Manger trois fois par jour. C’est le rêve de beaucoup de Burkinabè parce que dans votre pays, la cherté de la vie n’est plus un secret. Quand vous circulez et que vous tombez ces personnes en haillons, mendiants au niveau des feux tricolores, d’autres y passants la nuit, ils ne sont pas fous. Ils ont juste faim !

Dans mon village, certaines familles ne mangent que le soir venu parce que le grenier est vide après le mois de janvier. On ne peut plus compter sur la bonté du ciel, car les pluies se font de plus en plus rares. Les paysans ne peuvent plus aussi compter sur leurs enfants pour finir leurs vieux jours. Ils n’ont pas d’argent pour les envoyer dans les écoles sous paillote. Même les cotisations des associations des parents d’élèves (1000 francs F CFA), ils sont incapables de les payer tant la pauvreté est ambiante. Quand leurs enfants ont la chance d’arriver en classe et de dépasser la classe de CM2 c’est un casse-tête pour les parents. Dans le Sahel, au nord du pays, on préfère les envoyer garder les bœufs. L’école n’est plus un gage de réussite. Le niveau de l’enseignement a baissé. Ceux qui s’adonnent à ce métier ne le font pas par vocation. On ne pense plus qu’à son maigre salaire qu’on empochera à la fin du mois mais aussi à profiter des avantages du métier : enceinter ses élèves.

C’est souvent sur les tables-bancs de l’école que les filles, en lieu et place d’instruction et d’éducation, apprennent les vies de débauche. Elles terminent pour la plupart sur l’avenue Kouamé N’Khruma ou au Matata offrant leur jeunesse et leur fraicheur à des vieux grabataires pour de petits billets. Bonjour le SIDA !

Ceux qui malgré l’adversité arrivent à l’université, sont assurés d’avoir comme profession, chômeur. Autant les élèves sont fiers après l’obtention de leur Bac autant l’entrée à l’université surnommée Guantanamo, à cause de la dureté de ce monde fait peur. Sans bourse, la vie d’étudiant est un véritable chemin de croix : insuffisance des chambres dans les cités universitaires, manque d’amphithéâtres, insuffisance du personnel enseignant et leurs mauvaises conditions de travail, la mauvaise qualité du repas dans les restaurants universitaires, les difficultés de transport des étudiants, le contingentement des bourses, etc. La liste est longue. Il faut vous atteler à régler la crise universitaire. Et comme le dit l’autre, les Universités sont devenues des usines de chômeurs.

Pourquoi ? Parce qu’il faut frauder aux concours de la fonction publique pour espérer décrocher un emploi. Et pour quel salaire ? De toutes les façons mieux vaut vivre à crédit si on est fonctionnaire.

Ce n’est pas pour rien que tout le monde veut travailler dans le secteur privé. On a plus de chance quand on est du sexe féminin. En s’allongeant sur le canapé de l’employeur, le poste est garanti. Si on est garçon, il serait mieux d’avoir une sœur qui a des atouts. Le fonctionnaire qui réussit à payer ses factures est tout de même confronté à des problèmes de délestages et de coupures d’eau en période chaude.

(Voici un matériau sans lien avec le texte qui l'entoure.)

PR #1029, opened 2026-07-25
Noise model normalization

### LINKED ISSUE #857: NG MicroSplit: test normalize noise model
## Problem

Currently, data is denormalized in the loss in order to use the noise models. Chances are the noise model could be normalized once, and lead to the same results.

This could be verified mathematically or by running the methods against random values.

CatEek:
## Disclaimer

- [ ] I am an AI agent.

## Description

> [!NOTE]  
> **tldr**: The noise-model likelihood is now normalized once into the network's data space instead of denormalizing predictions/targets on every training step

For MicroSplit/HDN training, the noise-model likelihood was evaluated in raw pixel space: `_compute_noise_model_log_likelihood` denormalized the reconstruction and target with `data_mean`/`data_std` on every loss call, and those statistics had to be threaded through `MicroSplitModule`/`HDNModule` and the loss functions. In `MicroSplitModule.on_fit_start`, this used only the *first* target channel's statistics (`means[0]`, `stds[0]`) to denormalize **all** channels, so any channel other than 0 was evaluated by its noise model in the wrong intensity space whenever per-channel target statistics differed.

### Overview - what changed?

The GM NM can now be transformed once into normalized data space (`get_normalized_copy`), so the loss operates directly on normalized reconstructions/targets with no per-step denormalization. Each channel is normalized with its own statistics. `data_mean`/`data_std` are removed from the loss functions and Lightning modules entirely.

- mean-coefficient rows are divided by `std`
- log-variance-coefficient rows are shifted by `-ln(std²)` (they parameterize the *variance* via `exp(w)`)
- mixture-weight rows are unchanged
- `min_signal`/`max_signal` are mapped affinely; `min_sigma` (which clamps the variance) is divided by `std²`

`get_normalized_copy` returns a new model (`is_normalized=True`) and leaves the original untouched. Both `MicroSplitModule.on_fit_start` and `HDNModule.on_fit_start` **rebuild the raw-space model from the configuration** and replace `self.noise_model` with a normalized copy, rather than mutating the live model in place — this keeps the hook idempotent (e.g. on checkpoint resume, where the module's `nn.Module` state would otherwise already contain normalized weights). `save()` on a normalized model raises, since the `.npz` format stores raw-space models only.

```python
# before
loss = microsplit_loss(..., noise_model=nm, data_mean=mean, data_std=std)

# after
nm_normalized = nm.get_normalized_copy(means, stds)  # done once, in on_fit_start
loss = microsplit_loss(..., noise_model=nm_normalized)
```

### New features or files

- `tests/models/lvae/test_noise_model_normalization.py`: exactness/gradient-equivalence tests for `get_normalized_copy`, parameter-transform checks, multichannel per-channel stats, and a module-level regression test locking in the per-channel bug fix.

Conséquence : tout le mois de mars est affronté avec peur par les Burkinabè. Dans certains quartiers, nos mamans sont souvent obligées de se taper des K.O pour avoir de l’eau à la borne-fontaine ou au robinet du quartier. Au village, elles doivent parcourir de longs kilomètres de chemins rocailleux pour obtenir de l’eau pas toujours potable.

C’est par là que tout commence. Avec le manque d’eau potable, nos populations sont soumises à toutes sortes de maladies. Quand on tombe malade au Burkina, il vaut mieux creuser sa tombe, car l’on risque de mourir avant d’arriver à l’hôpital. Il faut braver ces routes rocailleuses et souvent épineuses, pour arriver dans les centres de santé. Là encore, il faut faire face au manque de plateaux médicaux, l’insuffisance du personnel soignant, l’absence de pharmacie. Même quand ces pharmacies existent, nos parents n’ont pas assez d’argent pour régler les ordonnances. C’est pourquoi certains préfèrent se soigner chez le guérisseur du village ou font confiance à l’église pour soigner un simple palu.

Quand on a de la chance, l’infirmier du village vous trouve quelques comprimés de remplacement. Sinon, il vous envoie à des centaines de km de là. « Il faut aller en ville » tant le pays manque d’infrastructures sanitaires.

Simon Compaoré : « Il faut faire en sorte que le changement tant attendu par les uns et les autres soit au rendez-vous… »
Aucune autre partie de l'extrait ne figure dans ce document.